- 496 pages
- English
- PDF
- Available on iOS & Android
About this book
How Apaches, Navajos, Kiowas, and especially Comanches played a decisive role in America’s watershed victory over Mexico
In the early 1830s, after decades of relative peace, northern Mexicans and the Indians whom they called "the barbarians" descended into a terrifying cycle of violence. For the next fifteen years, owing in part to changes unleashed by American expansion, Indian warriors launched devastating attacks across ten Mexican states. Raids and counter-raids claimed thousands of lives, ruined much of northern Mexico's economy, depopulated its countryside, and left man-made "deserts" in place of thriving settlements. Just as important, this vast interethnic war informed and emboldened U.S. arguments in favor of seizing Mexican territory while leaving northern Mexicans too divided, exhausted, and distracted to resist the American invasion and subsequent occupation.

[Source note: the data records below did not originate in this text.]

PR #201, opened 2023-10-27
Some arm7 interrupt documentation

adakite1:
I was working on some arm7 reversing and found some mirrored code between arm9 and arm7 where `EnableIrqFlag` and `SetIrqFlag` were being used, and from there I was able to find a few more arm9 interrupt functions in the arm7 as well. Interestingly although all of these ones are identical, the last interrupt function `GetIrqFlag` is not, and it does an `and` with a different mask, so I didn't include it here.

Also a note for all future arm7 documentation: I did a checksum on the `arm7.bin` of all three editions of EoS and they are all identical (`SHA256 CB2A9B26D77A6E7D0ADD85C27E3642105918695D040D02F70D5EBC1D52C9495B`), and since they are also all loaded at `0x2380000`, addresses for all editions will be identical if the function is in the binary. There do appear to be some functions that seem to be written in during runtime though, so this might not apply for those ones.

### DIFF
--- a/CREDITS.txt
+++ b/CREDITS.txt
@@ -27,6 +27,7 @@ other parts of the project, feel free to add yourself to this file!
 - Jawshoeuh
 - Adex
 - Laioxy
+- Adakite
 - The rest of the contributors to Project Pokémon's technical documentation
   for the NDS Mystery Dungeon games, which can be found here:
   https://projectpokemon.org/home/docs/mystery-dungeon-nds/
--- a/headers/functions/arm7.h
+++ b/headers/functions/arm7.h
@@ -2,5 +2,10 @@
 #define HEADERS_FUNCTIONS_ARM7_H_
 
 void EntryArm7(void);
+int ClearIrqFlag(void);
+int EnableIrqFlag(void);
+int SetIrqFlag(int new_value);
+int EnableIrqFiqFlags(void);
+int SetIrqFiqFlags(int new_value);
 
 #endif
--- a/symbols/arm7.yml
+++ b/symbols/arm7.yml
@@ -27,4 +27,51 @@ arm7:
         The entrypoint for the ARM7 CPU. This is like the "main" function for the ARM7 subsystem.
         
         No params.
+    - name: ClearIrqFlag
+      address:
+        EU: 0x2385ED4
+        NA: 0x2385ED4
+        JP: 0x2385ED4
+      description: |-
+        Enables processor interrupts by clearing the i flag in the program status register (cpsr).
+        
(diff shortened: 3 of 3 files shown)


UsernameFodder:
> Interestingly although all of these ones are identical, the last interrupt function GetIrqFlag is not, and it does an and with a different mask, so I didn't include it here.

If we know what the function is, can we just add it with a different name (doesn't have to be this PR though)? I think it's better to have it somewhere than not.

UsernameFodder (approved):
Looks good to me, thanks! I'm not 100% sure if I like duplicating the function names (since `pmdsky.h` has one global namespace), but seeing as these are actually mirrored functions, I suppose it's okay. We can revisit this later if needed.

adakite1:
> > Interestingly although all of these ones are identical, the last interrupt function GetIrqFlag is not, and it does an and with a different mask, so I didn't include it here.
> 
> If we know what the function is, can we just add it with a different name (doesn't have to be this PR though)? I think it's better to have it somewhere than not.

We can do that but only once we know a bit about its purpose, otherwise I'm not even sure what its name should be lol xP
It does an and with a really weird bitmask.

End45:
Where is that function located?

adakite1:
Right after 02385f28h `SetIrqFiqFlags`, at 02385f40h. It looks similar to `GetIrqFlag`, but it gets all 5 lower bits of cpsr instead of the bit 7

adakite1:
> Bits 0 trhrough 4 contain the execution mode of the processor, so that's what the function seems to be returning. I'd call it `GetProcessorMode`. From the No$GBA docs:
> 
> ```
> The Mode Bits M4-M0 contain the current operating mode.
>   Binary Hex Dec  Expl.
>   0xx00b 00h 0  - Old User       ;\26bit Backward Compatibility modes
>   0xx01b 01h 1  - Old FIQ        ; (supported only on ARMv3, except ARMv3G,
>   0xx10b 02h 2  - Old IRQ        ; and on some non-T variants of ARMv4)
>   0xx11b 03h 3  - Old Supervisor ;/
>   10000b 10h 16 - User (non-privileged)
>   10001b 11h 17 - FIQ
>   10010b 12h 18 - IRQ
>   10011b 13h 19 - Supervisor (SWI)
>   10111b 17h 23 - Abort
>   11011b 1Bh 27 - Undefined
>   11111b 1Fh 31 - System (privileged 'User' mode) (ARMv4 and up)
> Writing any other values into the Mode bits is not allowed.
> ```

I'll do a pr. Should I include this table in the description for reference?

End45:
Seems a bit excessive, it's general ARM knowledge. Maybe you could define an enum with each state and use it as the return type, but it might not be worth it.

adakite1:
Sure, I'll leave it out.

Exploring Mexican, American, and Indian sources ranging from diplomatic correspondence and congressional debates to captivity narratives and plains Indians’ pictorial calendars, War of a Thousand Deserts recovers the surprising and previously unrecognized ways in which economic, cultural, and political developments within native communities affected nineteenth-century nation-states. In the process this ambitious book offers a rich and often harrowing new narrative of the era when the United States seized half of Mexico's national territory.
Brian DeLay is assistant professor of history, University of California, Berkeley.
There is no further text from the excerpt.